If using a different battery (I actually changed planned batteries because of this), you MUST access the charge information of the battery. The circuit is designed around using these batteries and using different batteries (of greater, lower, or possibly equal power) will change the circuit. The ADP2291 datasheet has all of the information about choosing the right resistor (here played by the 100M ohm resistor) and the right transistor (here played by the PNP BCPS1) to match the batteries. It's also important to note that the transistor might get hot, so use wider traces on the PCB to soak up some of the heat.
Now, if only I had a Chumby to test it on... (actually, before anyone tests it out on a Chumby, it'd probably be smart to replicate the whole power circuit and try it on that alone to make sure you don't fry anything of real value. The ADP2291 is only a buck a chip (which is a lot to ask to be added to Chumby, but pretty cheap for a hobbyist) and if you're super kind the Analog Devices reps might even send you a free one or two. They're also teensy tiny buggers (3mm x 3mm) so use a pair of tweezers while soldering if you've got a free hand. Barring I did everything with my math right, the circuit should work fine. The biggest thing I can imagine that would go wrong would be the transistor burning out, but if that happens I'll let you know and I'll step up to a beefier switch. To the Chumbyista: this would be a nice addition that a lot of hobbyists might want, you might want to consider making a bit of room on the PCB for it if at all possible, it's only a few mm^2 :-D).
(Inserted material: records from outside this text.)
PR #422, opened 2026-06-29
[api/definitions] Fix VCS sync failing when a manual definition shares a config_path

ThierryAbalea:
Once a manual (or validated) workflow definition existed at a `config_path`, VCS sync of that same path failed with a Postgres unique violation (`23505`), so the workflow never synced and pushes produced no runs. Found via an onboarding first-run simulation exercising the real "validate then push" path.

## Root cause

`definitions_wd_project_id_config_path_unique` was **source-agnostic** — one row per `(project_id, config_path)` across manual *and* VCS definitions. But VCS definitions are versioned by `ref` (see `applyVcsDefinitionsBatch`), so the VCS upsert's `ON CONFLICT` arbiter is the ref index, not the config_path index. When a manual row already held the config_path slot, the VCS insert violated a unique index that was **not its conflict arbiter** → unhandled `23505`. The same flaw would also collide two branches syncing the same `config_path`.

## Fix

Scope the index (and the manual upsert's `ON CONFLICT` predicate) to manual rows only (`config_path IS NOT NULL AND ref IS NULL AND sha IS NULL`), so manual and VCS definitions coexist per `config_path`. Adds migration `0002` and a regression test.

## Review notes

- Migration `0002` drops + recreates the partial unique index. `drizzle-kit generate` couldn't run in my worktree (workspace export-condition resolution), so it's hand-written in the repo's existing style (0001 is also hand-written; no per-migration snapshots are kept). The test setup re-applies migrations via `runMigrations`, so the suite exercises it.
- Worth a second look: confirm no read path assumes one definition per `config_path` regardless of source. I checked the obvious ones — resolution is by definition id, `applyVcsDefinitionsBatch` reads by `(project, ref, config_path)`, `listDefinitionsByProject` returns all — and `@shipfox/api-definitions` tests are green.

Verified locally: `@shipfox/api-definitions` test **202/202**, `turbo type`/`check` green, `turbo build`/`check` green across affected packages. The full `turbo test --filter '...[origin/main]'` surfaced 4 failures unrelated to this change (`react-ui`, `client-workflows`, `api-logs` — none depend on api-definitions — and `api-workflows` temporal integration tests); the worktree was 19 commits behind `origin/main`, inflating the affected set. CI runs the authoritative gate.

Fixes ENG-659

---
## Summary by cubic
Fix VCS sync failing when a manual definition shares a config_path by scoping the unique index to manual rows and enforcing source/ref/sha consistency. Manual and VCS definitions now coexist per path so pushes create runs as expected. Addresses ENG-659.

- **Bug Fixes**
  - Scoped the config_path unique index to manual rows (`ref`/`sha` null) and matched the manual upsert `ON CONFLICT` predicate; VCS rows use `ref`/`sha` indexes so branches and manual entries no longer collide.
  - Bound `source` to git coordinates via a DB CHECK constraint and validation in `@shipfox/api-definitions` and `@shipfox/api-definitions-dto` (VCS requires `ref` or `sha`; manual requires neither). Added tests for manual+VCS coexistence, two branches, and invalid cases.

- **Migration**
  - Drops/recreates the partial unique index (now manual-only) and adds the CHECK constraint. Run migrations; no app changes needed.

<sup>Written for commit 82d44894d121cff8d2459690b65dbcbf68d03f47. Summary will update on new commits.</sup>

<a href="https://cubic.dev/pr/ShipfoxHQ/shipfox/pull/422?utm_source=github" target="_blank" rel="noopener noreferrer" data-no-image-dialog="true"><picture><source media="(prefers-color-scheme: dark)" srcset="https://www.cubic.dev/buttons/review-in-cubic-dark.svg"><source media="(prefers-color-scheme: light)" srcset="https://www.cubic.dev/buttons/review-in-cubic-light.svg">Review in cubic</picture></a>

### DIFF
--- a/libs/api/definitions/src/db/definitions.test.ts
+++ b/libs/api/definitions/src/db/definitions.test.ts
@@ -130,6 +130,7 @@ describe('definition queries', () => {
         configPath: 'ci.yml',
         name: 'CI',
         ...definitionFields('CI'),
+        source: 'vcs',
         sha: 'abc123',
       });
 
@@ -144,6 +145,7 @@ describe('definition queries', () => {
         configPath: 'ci.yml',
         name: 'CI v1',
         ...definitionFields('CI v1'),
+        source: 'vcs',
         sha: 'abc123',
       });
 
@@ -153,6 +155,7 @@ describe('definition queries', () => {
         configPath: 'ci.yml',
         name: 'CI v2',
         ...definitionFields('CI v2'),
+        source: 'vcs',
         sha: 'abc123',
       });
 
@@ -167,6 +170,7 @@ describe('definition queries', () => {
         configPath: 'ci.yml',
         name: 'CI',
         ...definitionFields('CI'),
+        source: 'vcs',
         ref: 'main',
       });
 
@@ -181,6 +185,7 @@ describe('definition queries', () => {
         configPath: 'ci.yml',
         name: 'CI v1',
         ...definitionFields('CI v1'),
+        source: 'vcs',
         ref: 'main',
       });
 
@@ -190,6 +195,7 @@ describe('definition queries', () => {
         configPath: 'ci.yml',
         name: 'CI v2',
         ...definitionFields('CI v2'),
+        source: 'vcs',
         ref: 'main',
       });
 
@@ -220,6 +226,57 @@ describe('definition queries', () => {
       expect(vcs.id).not.toBe(manual.id);
       expect(manual.source).toBe('manual');
       expect(vcs.source).toBe('vcs');
+    });
+
+    test('VCS definitions on two branches coexist at the same config_path', async () => {
+      const main = await upsertDefinition({
+        projectId,
+        workspaceId,
+        configPath: 'ci.yml',
+        name: 'CI main',
+        ...definitionFields('CI main'),
+        source: 'vcs',
+        ref: 'main',
+      });
+
+      const dev = await upsertDefinition({
+        projectId,
+        workspaceId,
+        configPath: 'ci.yml',
+        name: 'CI dev',
+        ...definitionFields('CI dev'),
+        source: 'vcs',
+        ref: 'dev',
+      });
+
+      expect(dev.id).not.toBe(main.id);
+    });
+
+    test('rejects a vcs definition with neither ref nor sha', async () => {
+      const upsert = upsertDefinition({
+        projectId,
+        workspaceId,
+        configPath: 'ci.yml',
+        name: 'CI',
+        ...definitionFields('CI'),
+        source: 'vcs',
+      });
+
+      await expect(upsert).rejects.toThrow();
+    });
+
+    test('rejects a manual definition that sets a sha', async () => {
+      const upsert = upsertDefinition({
+        projectId,
+        workspaceId,
+        configPath: 'ci.yml',
+        name: 'CI',
+        ...definitionFields('CI'),
+        source: 'manual',
+        sha: 'abc123',
+      });
+
+      await expect(upsert).rejects.toThrow();
     });
 
     test('with neither sha nor ref uses base constraint', async () => {
@@ -516,6 +573,7 @@ describe('definition queries', () => {
         configPath: 'ci.yml',
         name: 'CI',
         ...definitionFields('CI'),
+        source: 'vcs',
         ref: 'main',
       });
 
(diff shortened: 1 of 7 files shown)


libs/api/definitions/drizzle/0002_scope_config_path_unique_to_manual.sql
noe-charmet, line 1: You can edit the existing migration as we're pre-deploy

libs/api/definitions/drizzle/0002_scope_config_path_unique_to_manual.sql
```diff
@@ -0,0 +1,2 @@
+DROP INDEX IF EXISTS "definitions_wd_project_id_config_path_unique";--> statement-breakpoint
+CREATE UNIQUE INDEX IF NOT EXISTS "definitions_wd_project_id_config_path_unique" ON "definitions_workflow_definitions" USING btree ("project_id","config_path") WHERE "config_path" IS NOT NULL AND "ref" IS NULL AND "sha" IS NULL;
```
noe-charmet: Why the `"ref" IS NULL AND "sha" IS NULL`.
This would only impact the API uploaded workflows and not the synced ones it seems

libs/api/definitions/src/db/definitions.test.ts
```diff
@@ -197,6 +197,37 @@ describe('definition queries', () => {
       expect(second.name).toBe('CI v2');
     });
 
+    // ENG-659 regression: a manual definition and a VCS-synced definition (keyed by
+    // ref, see applyVcsDefinitionsBatch) at the SAME (projectId, configPath) must
+    // coexist. The config_path unique index is scoped to manual rows (no ref, no sha),
+    // so the VCS upsert no longer collides on an index that isn't its ON CONFLICT
+    // arbiter. Before the fix this rejected with a unique violation on
+    // definitions_wd_project_id_config_path_unique.
```
noe-charmet: Not on our commenting guidelines

libs/api/definitions/drizzle/0002_scope_config_path_unique_to_manual.sql
ThierryAbalea: The crux is how Postgres `ON CONFLICT` works: it only resolves a collision on **the single index it names** (the arbiter). If the insert trips a *different* unique index, it doesn't update — it throws `23505`.

Our upsert picks the arbiter by `sha`/`ref` presence (not `source`): a manual write (no ref/sha) → `config_path_unique`; a sync write (has `ref`) → `ref_lookup`. The bug: `config_path_unique` was `WHERE config_path IS NOT NULL` (source-agnostic), so —

```
manual row:  (P, ci.yml, ref=NULL, sha=NULL)  → sits in config_path_unique
push→sync:   (P, ci.yml, ref=main)            → arbiter is ref_lookup, but the
             INSERT also hits the old config_path_unique (a manual row is there)
             → that's not its arbiter → unhandled 23505 → sync dies
```

So the predicate has to describe **the rows the arbiter targets** — "no ref, no sha" — not `source`. `ref IS NULL AND sha IS NULL` excludes the sync row (it has a `ref`), so it stops tripping it. And yes, it now only constrains manual rows — intentional: VCS uniqueness already lives in `ref_lookup` / `sha_lookup` (per branch / per commit); putting VCS rows in `config_path_unique` is what made sync collide.

(`source = 'manual'` *looks* equivalent but isn't — the arbiter ignores `source`, so a `vcs` row with no ref/sha would slip through.) The follow-up commit adds a CHECK binding `source ⟺ ref/sha` (+ request validation + negative tests), so `manual ⟺ ref IS NULL AND sha IS NULL` is now enforced and the predicate choice is provably correct.

libs/api/definitions/drizzle/0002_scope_config_path_unique_to_manual.sql
ThierryAbalea: Done — folded the index change into `0000_initial.sql` and dropped `0002` (pre-deploy).

libs/api/definitions/src/db/definitions.test.ts
ThierryAbalea: Done — removed the comment; the explanation now lives in the changeset and commit message.

noe-charmet (dismissed):

noe-charmet (approved):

Future modifications include: Either adding a second A/D or removing the squeeze-o-meter/ambient light sensor and adding a battery voltage analog in for a battery-life meter. Using a digital input to indicate whether the Chumby is in battery mode or is plugged in (via the STAT pin on the LTC4412). (possibly) NiCad/NiMH charger for R/C car hobbyists.
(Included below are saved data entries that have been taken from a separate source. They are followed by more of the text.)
PR #1172, opened 2026-07-30
Generate the workflow contexts reference from the expression registry

noe-charmet:
Splits the expressions reference in two and generates the new page from the engine, so the reference cannot drift from what a workflow can actually read.

`reference/expressions` now covers only syntax, types, operators, and functions, with a working example on every row. `reference/contexts` is new and holds every context, its properties, and the availability matrix keyed by the YAML field an author types. Both tables and every property description are generated from `@shipfox/expression`, and `apps/docs/scripts/check-contexts.mjs` fails the build when the engine gains an expression site the docs do not name, when a property has no description, or when a description outlives its property. That check already caught the checkout target fields added by #1185.

Two product changes come with it, each with its own changeset.

`workflow` becomes a context root holding `workflow.name` and `workflow.id`, replacing `run.workflow_name` and `run.definition_id`. `run` now holds instance facts only, so `workflow` and `run` mirror the `job` and `execution` pair one level down and the generated tables teach one rule instead of a rule plus an exception. This removes fields from an exported type environment, so `@shipfox/expression` takes a major bump.

`agent.thinking` accepts a `${{ }}` interpolation. The published JSON Schema keeps the per-harness enum for editor completion through an `anyOf` branch, and the resolved value is checked against the harness levels when the step dispatches. An unsupported level fails the step rather than falling back, so a workflow never silently runs at a different reasoning effort than it asked for.

The rest is placement. The shell re-evaluation warning moved from the concept page to the `run` field it constrains and now lists all eleven constructs the sync warns about. Recovery from a context that is not available moved to the workflow sync guide, since it is a definition error rather than a runtime one. The glossary entry for CEL stopped restating gate fields.

Review notes. ENG-1454 is resolved upstream by #1178 and #1181, which is what unblocked generating the matrix from the registry rather than hand-authoring it. The security callout is the first `type="warn"` callout in the docs; fumadocs-ui 16.7.10 supports it, and it is one word to change if the repo prefers `info` everywhere.

Closes ENG-1414

### DIFF
--- a/.changeset/agent-thinking-interpolation.md
+++ b/.changeset/agent-thinking-interpolation.md
@@ -1,0 +1,14 @@
+---
+"@shipfox/workflow-document": minor
+"@shipfox/api-definitions": minor
+"@shipfox/api-definitions-dto": minor
+"@shipfox/api-workflows": minor
+"@shipfox/api-workflows-dto": minor
+"@shipfox/api-agent": minor
+"@shipfox/api-agent-dto": minor
+---
+
+Accept a `${{ }}` interpolation in an agent step's `thinking` field. The schema
+still offers the per-harness enum for editor completion, and the resolved value
+is checked against the harness levels when the step dispatches. An unsupported
+resolved level fails the step.
--- a/.changeset/workflow-context-root.md
+++ b/.changeset/workflow-context-root.md
@@ -1,0 +1,11 @@
+---
+"@shipfox/expression": major
+"@shipfox/api-workflows": minor
+---
+
+Split workflow definition facts out of the `run` context into a `workflow` root.
+`run.workflow_name` becomes `workflow.name` and `run.definition_id` becomes
+`workflow.id`, so `workflow` and `run` mirror the `job` and `execution` pair.
+Adds `contextRootsForField`, which returns the readable roots for a predicate or
+an interpolation field without the caller choosing a mechanism, and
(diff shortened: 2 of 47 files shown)


noe-charmet:
Addressed both cubic findings in cdfff0652.

**Shell code positions (workflow-schema.mdx): valid, fixed.** The callout named six constructs while `shell-code-position.ts` flags eleven, so it did imply `source "$VALUE"` and `bash -c "$VALUE"` were safe. It now lists the full enforced set (`eval`, `sh -c`, `bash -c`, `source`, `let`, `declare -i`, shell arithmetic, `awk`, `jq`, `sed`, `xargs sh -c`) and states that a workflow sync warns when it finds one, which the previous text never mentioned.

**Cross-type comparison (expressions.mdx): not valid for this product.** The comment is right about the CEL spec, where `==` across differing types yields `false`. Our engine is `@marcbachmann/cel-js`, and it raises an overload error instead:

```
1 == "1"  => no such overload: int == string
1 != "1"  => no such overload: int == string
"a" < 1   => no such overload: string < int
1 == 1.0  => no such overload: int == double
```

So the sentence is accurate as written for Shipfox, and softening it to match the spec would tell readers that a mismatched equality quietly returns `false` when it actually fails the expression. I kept the claim and added the `int` versus `double` case, which is the one most likely to surprise an author comparing a numeric output against a literal.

Second implementation is the quick and dirty move to the daughtercard as expressed by bunnie. Filter could be made better by adding a fuse to protect charging circuit and a R-C filter to clip out the remaining noise in the line. I'll be testing this circuit individually as soon as I recieve all of the components I need to do so (most are ordered, though it looks as if I'll have to pick up those diodes...).
Power-wise, in an ideal setting, 2400mA with a steady 200mA drain would last 12 hours, but reality is that the device would likely cut out at about 8 at best (peak power usage at 300mA, and capacity losses due to heat from all of the devices). It's worthy of noting the battery pack provides almost 4 times the amount of power as compared to the iPod 3/4G battery, but roughly 1.5x that of the 1st gen's Lithium Polymer battery. That being said, Chumby with a LiON pack will probably be hefty.